--- START ---

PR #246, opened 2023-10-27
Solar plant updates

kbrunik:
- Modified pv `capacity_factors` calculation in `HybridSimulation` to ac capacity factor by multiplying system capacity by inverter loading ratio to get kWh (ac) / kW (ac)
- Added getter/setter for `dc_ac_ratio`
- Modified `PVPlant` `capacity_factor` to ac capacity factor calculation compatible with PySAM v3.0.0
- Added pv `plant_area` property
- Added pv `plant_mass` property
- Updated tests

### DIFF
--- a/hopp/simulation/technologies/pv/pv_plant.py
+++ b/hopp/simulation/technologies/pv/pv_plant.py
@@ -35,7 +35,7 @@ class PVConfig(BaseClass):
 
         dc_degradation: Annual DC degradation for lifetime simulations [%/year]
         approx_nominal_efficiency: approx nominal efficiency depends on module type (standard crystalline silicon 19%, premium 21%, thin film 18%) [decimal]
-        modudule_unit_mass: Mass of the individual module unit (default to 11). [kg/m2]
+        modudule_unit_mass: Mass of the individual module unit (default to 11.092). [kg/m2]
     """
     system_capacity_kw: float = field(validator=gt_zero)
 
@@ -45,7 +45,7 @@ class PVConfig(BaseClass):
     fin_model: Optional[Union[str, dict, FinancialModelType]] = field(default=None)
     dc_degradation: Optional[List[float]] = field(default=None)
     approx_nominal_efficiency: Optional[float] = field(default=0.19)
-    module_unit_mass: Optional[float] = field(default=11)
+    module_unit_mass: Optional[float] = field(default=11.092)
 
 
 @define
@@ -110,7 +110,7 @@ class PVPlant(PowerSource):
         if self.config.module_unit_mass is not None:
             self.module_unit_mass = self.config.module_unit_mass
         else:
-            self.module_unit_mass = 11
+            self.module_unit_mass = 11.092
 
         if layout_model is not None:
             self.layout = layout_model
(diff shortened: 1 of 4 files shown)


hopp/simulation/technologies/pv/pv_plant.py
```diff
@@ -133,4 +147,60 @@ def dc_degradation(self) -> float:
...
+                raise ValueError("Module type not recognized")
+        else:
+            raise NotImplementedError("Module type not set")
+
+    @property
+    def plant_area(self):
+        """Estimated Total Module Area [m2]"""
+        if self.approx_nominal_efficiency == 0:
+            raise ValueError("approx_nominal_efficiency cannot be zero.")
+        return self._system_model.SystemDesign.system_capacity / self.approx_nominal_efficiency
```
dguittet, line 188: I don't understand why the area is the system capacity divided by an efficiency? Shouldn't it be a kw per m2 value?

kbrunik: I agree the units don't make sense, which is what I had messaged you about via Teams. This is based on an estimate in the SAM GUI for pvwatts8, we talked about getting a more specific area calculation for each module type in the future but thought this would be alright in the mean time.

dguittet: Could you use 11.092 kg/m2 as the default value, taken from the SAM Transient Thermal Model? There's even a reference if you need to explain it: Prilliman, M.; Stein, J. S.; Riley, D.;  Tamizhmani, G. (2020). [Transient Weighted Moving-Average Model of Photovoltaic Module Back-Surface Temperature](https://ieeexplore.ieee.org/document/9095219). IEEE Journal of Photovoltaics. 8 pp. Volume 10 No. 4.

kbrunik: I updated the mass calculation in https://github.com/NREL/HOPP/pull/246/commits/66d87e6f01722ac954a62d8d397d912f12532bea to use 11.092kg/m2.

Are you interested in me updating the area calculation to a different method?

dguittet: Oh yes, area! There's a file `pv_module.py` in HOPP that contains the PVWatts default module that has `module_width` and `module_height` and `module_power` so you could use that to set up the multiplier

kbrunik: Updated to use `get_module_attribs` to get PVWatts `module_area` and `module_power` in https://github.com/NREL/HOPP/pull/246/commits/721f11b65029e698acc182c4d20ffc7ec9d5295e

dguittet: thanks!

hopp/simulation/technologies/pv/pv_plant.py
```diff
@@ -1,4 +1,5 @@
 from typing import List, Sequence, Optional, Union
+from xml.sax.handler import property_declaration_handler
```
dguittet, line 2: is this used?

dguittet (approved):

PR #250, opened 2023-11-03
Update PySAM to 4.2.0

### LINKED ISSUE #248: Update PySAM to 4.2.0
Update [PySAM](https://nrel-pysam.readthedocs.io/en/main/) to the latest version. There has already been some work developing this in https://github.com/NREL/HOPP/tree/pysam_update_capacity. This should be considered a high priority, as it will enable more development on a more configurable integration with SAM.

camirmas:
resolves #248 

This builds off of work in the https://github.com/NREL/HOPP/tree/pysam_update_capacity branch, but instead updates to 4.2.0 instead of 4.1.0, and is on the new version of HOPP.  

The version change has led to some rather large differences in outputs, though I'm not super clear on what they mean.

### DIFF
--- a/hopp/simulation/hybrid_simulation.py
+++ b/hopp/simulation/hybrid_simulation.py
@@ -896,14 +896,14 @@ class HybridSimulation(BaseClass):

--- END ---
--- START ---

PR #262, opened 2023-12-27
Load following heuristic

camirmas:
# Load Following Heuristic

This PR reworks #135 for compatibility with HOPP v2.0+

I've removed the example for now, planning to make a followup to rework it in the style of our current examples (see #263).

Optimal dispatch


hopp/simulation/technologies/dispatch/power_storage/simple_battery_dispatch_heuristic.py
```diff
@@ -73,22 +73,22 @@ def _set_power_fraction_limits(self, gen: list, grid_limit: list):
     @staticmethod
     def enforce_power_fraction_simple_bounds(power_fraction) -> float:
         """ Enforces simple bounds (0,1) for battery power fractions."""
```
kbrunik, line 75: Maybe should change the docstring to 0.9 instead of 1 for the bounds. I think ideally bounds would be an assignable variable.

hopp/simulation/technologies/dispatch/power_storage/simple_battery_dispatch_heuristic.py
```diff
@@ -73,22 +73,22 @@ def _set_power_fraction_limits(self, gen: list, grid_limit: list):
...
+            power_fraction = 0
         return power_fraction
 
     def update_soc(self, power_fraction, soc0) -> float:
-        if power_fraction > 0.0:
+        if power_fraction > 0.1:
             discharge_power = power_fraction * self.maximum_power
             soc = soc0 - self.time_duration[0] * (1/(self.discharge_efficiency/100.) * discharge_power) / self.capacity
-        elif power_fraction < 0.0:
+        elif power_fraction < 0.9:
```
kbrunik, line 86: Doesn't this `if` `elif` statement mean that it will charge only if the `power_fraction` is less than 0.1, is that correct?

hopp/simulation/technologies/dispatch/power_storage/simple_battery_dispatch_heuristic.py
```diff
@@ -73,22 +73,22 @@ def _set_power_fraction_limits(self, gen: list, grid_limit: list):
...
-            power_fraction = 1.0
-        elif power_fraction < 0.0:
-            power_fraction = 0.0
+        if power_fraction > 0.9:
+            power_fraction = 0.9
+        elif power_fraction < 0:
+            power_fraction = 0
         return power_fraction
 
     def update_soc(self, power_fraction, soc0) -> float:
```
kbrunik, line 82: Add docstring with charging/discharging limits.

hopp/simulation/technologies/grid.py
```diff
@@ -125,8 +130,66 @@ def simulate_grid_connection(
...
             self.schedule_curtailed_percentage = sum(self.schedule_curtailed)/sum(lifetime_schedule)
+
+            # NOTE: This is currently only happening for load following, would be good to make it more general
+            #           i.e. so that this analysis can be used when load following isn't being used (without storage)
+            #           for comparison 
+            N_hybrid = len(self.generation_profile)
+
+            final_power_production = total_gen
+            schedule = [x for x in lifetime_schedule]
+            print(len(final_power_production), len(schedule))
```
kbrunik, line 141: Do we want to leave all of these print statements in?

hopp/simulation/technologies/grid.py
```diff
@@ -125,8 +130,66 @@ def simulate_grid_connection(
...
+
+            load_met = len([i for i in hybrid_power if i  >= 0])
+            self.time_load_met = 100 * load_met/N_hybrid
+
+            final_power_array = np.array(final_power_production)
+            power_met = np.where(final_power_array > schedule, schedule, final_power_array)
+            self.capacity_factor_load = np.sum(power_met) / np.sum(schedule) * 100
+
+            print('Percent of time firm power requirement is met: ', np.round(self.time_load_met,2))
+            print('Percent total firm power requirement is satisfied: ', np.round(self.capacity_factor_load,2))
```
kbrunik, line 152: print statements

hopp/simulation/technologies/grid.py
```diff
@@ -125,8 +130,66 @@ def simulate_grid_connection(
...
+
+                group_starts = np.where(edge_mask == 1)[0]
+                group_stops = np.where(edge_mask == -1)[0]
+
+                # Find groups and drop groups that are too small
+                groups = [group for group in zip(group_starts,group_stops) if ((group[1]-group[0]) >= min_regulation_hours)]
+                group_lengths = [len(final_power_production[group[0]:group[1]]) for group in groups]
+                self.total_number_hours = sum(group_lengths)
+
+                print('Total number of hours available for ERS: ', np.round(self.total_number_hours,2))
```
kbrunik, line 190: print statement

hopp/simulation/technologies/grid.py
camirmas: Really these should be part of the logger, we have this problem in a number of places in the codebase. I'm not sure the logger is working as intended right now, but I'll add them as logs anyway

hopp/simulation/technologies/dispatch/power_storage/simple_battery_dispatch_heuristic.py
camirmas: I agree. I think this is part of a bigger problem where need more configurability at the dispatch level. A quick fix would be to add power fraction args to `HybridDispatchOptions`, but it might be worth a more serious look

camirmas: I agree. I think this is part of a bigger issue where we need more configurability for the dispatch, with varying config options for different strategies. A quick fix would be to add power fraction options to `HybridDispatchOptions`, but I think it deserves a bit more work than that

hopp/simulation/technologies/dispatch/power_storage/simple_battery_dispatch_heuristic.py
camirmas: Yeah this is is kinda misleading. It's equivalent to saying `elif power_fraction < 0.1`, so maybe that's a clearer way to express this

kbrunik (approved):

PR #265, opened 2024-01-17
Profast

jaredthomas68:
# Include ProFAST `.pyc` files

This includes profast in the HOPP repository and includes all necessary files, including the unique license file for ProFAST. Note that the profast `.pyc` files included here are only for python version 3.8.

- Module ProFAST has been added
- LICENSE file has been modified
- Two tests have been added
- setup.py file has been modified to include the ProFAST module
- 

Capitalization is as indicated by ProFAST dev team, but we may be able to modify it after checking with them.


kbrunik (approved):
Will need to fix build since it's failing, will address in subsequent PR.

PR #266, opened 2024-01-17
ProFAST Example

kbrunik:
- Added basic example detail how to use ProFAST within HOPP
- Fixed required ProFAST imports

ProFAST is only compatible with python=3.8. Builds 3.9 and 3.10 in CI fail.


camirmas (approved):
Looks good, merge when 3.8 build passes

--- END ---
--- START ---

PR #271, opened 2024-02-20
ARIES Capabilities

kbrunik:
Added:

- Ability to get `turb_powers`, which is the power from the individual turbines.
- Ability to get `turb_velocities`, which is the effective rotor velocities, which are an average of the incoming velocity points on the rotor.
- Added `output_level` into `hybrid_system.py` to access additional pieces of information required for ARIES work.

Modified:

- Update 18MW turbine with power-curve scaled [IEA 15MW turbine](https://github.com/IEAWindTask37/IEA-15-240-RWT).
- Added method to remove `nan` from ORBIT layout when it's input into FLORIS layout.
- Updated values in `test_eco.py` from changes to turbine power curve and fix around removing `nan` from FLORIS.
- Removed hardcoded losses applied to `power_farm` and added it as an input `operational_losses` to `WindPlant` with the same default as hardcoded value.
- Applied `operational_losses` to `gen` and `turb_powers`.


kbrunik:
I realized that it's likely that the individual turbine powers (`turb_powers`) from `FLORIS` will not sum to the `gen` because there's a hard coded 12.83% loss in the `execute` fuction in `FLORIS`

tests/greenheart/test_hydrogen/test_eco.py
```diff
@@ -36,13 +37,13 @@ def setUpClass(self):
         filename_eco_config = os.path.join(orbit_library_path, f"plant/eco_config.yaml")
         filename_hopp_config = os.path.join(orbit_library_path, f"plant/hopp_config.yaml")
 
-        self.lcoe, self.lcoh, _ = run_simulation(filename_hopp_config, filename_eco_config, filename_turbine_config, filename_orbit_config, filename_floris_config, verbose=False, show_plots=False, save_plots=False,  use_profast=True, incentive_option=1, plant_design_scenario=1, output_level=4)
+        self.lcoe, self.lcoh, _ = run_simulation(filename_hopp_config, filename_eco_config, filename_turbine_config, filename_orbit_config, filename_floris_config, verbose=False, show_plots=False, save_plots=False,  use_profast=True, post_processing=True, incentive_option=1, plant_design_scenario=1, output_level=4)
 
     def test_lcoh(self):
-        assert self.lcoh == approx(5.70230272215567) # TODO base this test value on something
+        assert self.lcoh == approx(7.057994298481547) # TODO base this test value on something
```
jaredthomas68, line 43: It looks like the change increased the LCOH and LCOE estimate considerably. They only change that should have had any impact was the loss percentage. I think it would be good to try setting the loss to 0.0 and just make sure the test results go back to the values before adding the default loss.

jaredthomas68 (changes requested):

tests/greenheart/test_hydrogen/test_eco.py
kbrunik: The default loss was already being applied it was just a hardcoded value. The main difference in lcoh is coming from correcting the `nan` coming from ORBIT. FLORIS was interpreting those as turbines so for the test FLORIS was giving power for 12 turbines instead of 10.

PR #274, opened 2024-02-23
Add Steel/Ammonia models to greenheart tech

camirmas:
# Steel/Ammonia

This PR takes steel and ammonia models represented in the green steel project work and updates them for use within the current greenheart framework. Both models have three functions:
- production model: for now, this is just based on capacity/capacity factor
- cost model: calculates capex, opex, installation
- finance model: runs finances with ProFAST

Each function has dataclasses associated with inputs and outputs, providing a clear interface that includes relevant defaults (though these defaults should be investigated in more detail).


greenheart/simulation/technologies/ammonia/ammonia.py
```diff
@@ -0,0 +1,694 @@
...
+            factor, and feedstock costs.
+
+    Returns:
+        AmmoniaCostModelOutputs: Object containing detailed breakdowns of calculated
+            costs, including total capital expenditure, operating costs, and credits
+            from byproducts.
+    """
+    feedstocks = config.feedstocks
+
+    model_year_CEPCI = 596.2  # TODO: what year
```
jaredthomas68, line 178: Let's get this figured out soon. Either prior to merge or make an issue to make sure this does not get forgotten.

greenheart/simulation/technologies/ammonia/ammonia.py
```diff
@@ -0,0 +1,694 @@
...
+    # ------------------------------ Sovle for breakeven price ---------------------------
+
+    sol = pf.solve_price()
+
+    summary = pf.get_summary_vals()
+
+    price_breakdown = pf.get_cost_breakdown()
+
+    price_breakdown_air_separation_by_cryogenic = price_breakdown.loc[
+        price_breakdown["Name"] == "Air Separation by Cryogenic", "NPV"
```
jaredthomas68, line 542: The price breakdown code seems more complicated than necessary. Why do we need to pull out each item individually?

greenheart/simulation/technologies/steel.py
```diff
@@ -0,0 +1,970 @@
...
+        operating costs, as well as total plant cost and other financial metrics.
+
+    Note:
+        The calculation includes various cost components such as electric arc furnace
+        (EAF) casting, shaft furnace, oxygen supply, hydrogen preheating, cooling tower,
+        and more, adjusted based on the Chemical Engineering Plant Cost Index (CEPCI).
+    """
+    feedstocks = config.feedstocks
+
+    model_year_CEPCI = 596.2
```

--- END ---

_Work to complete:_
Look through the entries for the string "TODO". Every line that has it belongs in the answer.

_Task solution:_
-        assert self.lcoh == approx(5.70230272215567) # TODO base this test value on something
+        assert self.lcoh == approx(7.057994298481547) # TODO base this test value on something
+    model_year_CEPCI = 596.2  # TODO: what year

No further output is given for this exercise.